Antes de falarmos sobre o livro “Ao Farol” de Virginia Woolf escreverei um brevíssimo comentário sobre sua vida tendo como fontes o Wikipédia e a Revista Bula, que publicou um excelente ensaio de Euler de França Belém baseado na biografia de Virginia Woolf feita por Quentinn Bell. Confesso minha ignorância sobre a vida de Virginia Woolf. Sabia de sua importância, mas desconhecia sua vida e sua obra. “Ao Farol” foi minha iniciação, e simplesmente adorei e recomendo.

Penso eu que para falar sobre a vida dessa escritora teria que ser elaborada outra resenha. Uma biografia que por si já teria um excelente material para um grande romance. “Ao Farol” não deixa de ser uma parte de sua vida.
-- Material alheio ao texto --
PR #3817, opened 2016-09-16
Allow selecting a model image from the SD manager (Fix #3814)

### LINKED ISSUE #3814: Enhancement: Show small preview image on model image selector
It would be nice if there could be a small preview image of the selected model image in the model image selector.

kilrah:
To be improved with a check that we are in the IMAGES folder (also on Taranis) for cleanliness

### DIFF
--- a/radio/src/gui/480x272/radio_sdmanager.cpp
+++ b/radio/src/gui/480x272/radio_sdmanager.cpp
@@ -128,6 +128,10 @@ void onSdManagerMenu(const char * result)
     audioQueue.stopAll();
     audioQueue.playFile(lfn, 0, ID_PLAY_FROM_SD_MANAGER);
   }
+  else if (result == STR_ASSIGN_BITMAP) {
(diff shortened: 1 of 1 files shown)


radio/src/gui/480x272/radio_sdmanager.cpp
```diff
@@ -220,6 +224,11 @@ bool menuRadioSdManager(event_t _event)
           if (!strcasecmp(ext, SOUNDS_EXT)) {
             POPUP_MENU_ADD_ITEM(STR_PLAY_FILE);
           }
+          else if (!strcasecmp(ext, BMP_EXT) || !strcasecmp(ext, JPG_EXT) || !strcasecmp(ext, PNG_EXT)) {
```
bsongis: I remember this test done somewhere else, perhaps we have written a macro, no?

kilrah: It's done inside sdListFiles() function, but not quite sure how it works to take it out and make it available elsewhere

A família tinha uma residência de verão em Tailland House com vista para a praia de Porthminster e para o farol de Godrevy Point. A casa era localizada na pequena cidade litorânea de St. Ives, em Cornualha, que mais tarde se tornou uma colônia de artistas, como no livro em questão.

Antes de se tornar uma grande escritora, ensaísta, editora e pertencente à sociedade literária londrina conhecida como o Grupo de Bloomsbury, Virginia Woolf era filha do escritor, historiador, ensaísta e biógrafo Sir Leslie Stephen e de sua segunda esposa, Julia Prinsep Jackson. Tanto seu pai como sua mãe vinham de outros casamentos. Desse casamento (Leslie e Julia) nasceram três irmãs: Vanessa, Thoby e Adrian. Além dos meios-irmãos: Laura, do casamento anterior de seu pai, e George, Stella e Gerald, frutos do primeiro casamento da sua mãe.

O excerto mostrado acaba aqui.